#### [SUPPLIED ENTRIES]
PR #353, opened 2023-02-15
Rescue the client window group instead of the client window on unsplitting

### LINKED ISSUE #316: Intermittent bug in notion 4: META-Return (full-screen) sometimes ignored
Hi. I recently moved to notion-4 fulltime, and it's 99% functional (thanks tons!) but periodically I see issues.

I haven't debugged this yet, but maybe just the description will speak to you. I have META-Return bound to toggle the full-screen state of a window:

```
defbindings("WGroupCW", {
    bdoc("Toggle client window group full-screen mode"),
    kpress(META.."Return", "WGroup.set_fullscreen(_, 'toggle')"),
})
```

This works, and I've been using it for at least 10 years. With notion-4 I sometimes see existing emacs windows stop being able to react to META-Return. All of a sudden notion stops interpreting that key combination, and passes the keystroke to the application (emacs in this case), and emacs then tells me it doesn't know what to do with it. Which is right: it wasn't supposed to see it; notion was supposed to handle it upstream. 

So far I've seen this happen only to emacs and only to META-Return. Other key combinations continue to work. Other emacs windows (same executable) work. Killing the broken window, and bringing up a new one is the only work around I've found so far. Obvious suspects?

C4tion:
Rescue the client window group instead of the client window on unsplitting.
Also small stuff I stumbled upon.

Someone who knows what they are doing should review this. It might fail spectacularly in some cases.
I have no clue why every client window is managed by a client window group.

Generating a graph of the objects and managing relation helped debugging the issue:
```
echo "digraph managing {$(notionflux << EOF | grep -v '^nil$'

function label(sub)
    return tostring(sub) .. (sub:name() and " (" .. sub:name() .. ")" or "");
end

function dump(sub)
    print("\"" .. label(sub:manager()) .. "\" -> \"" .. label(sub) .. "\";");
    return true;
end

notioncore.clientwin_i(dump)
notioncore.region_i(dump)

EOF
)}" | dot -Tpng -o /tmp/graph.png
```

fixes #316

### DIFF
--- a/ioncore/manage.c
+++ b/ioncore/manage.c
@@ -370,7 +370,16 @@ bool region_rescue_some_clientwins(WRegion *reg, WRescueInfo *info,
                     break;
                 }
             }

#### [WORK ORDER]
Repeat the lines from the first one in the records through the line containing "Hi. I recently", exactly as written, and nothing else.

#### [RESPONSE TO THE TASK]
PR #353, opened 2023-02-15
Rescue the client window group instead of the client window on unsplitting

### LINKED ISSUE #316: Intermittent bug in notion 4: META-Return (full-screen) sometimes ignored
Hi. I recently moved to notion-4 fulltime, and it's 99% functional (thanks tons!) but periodically I see issues.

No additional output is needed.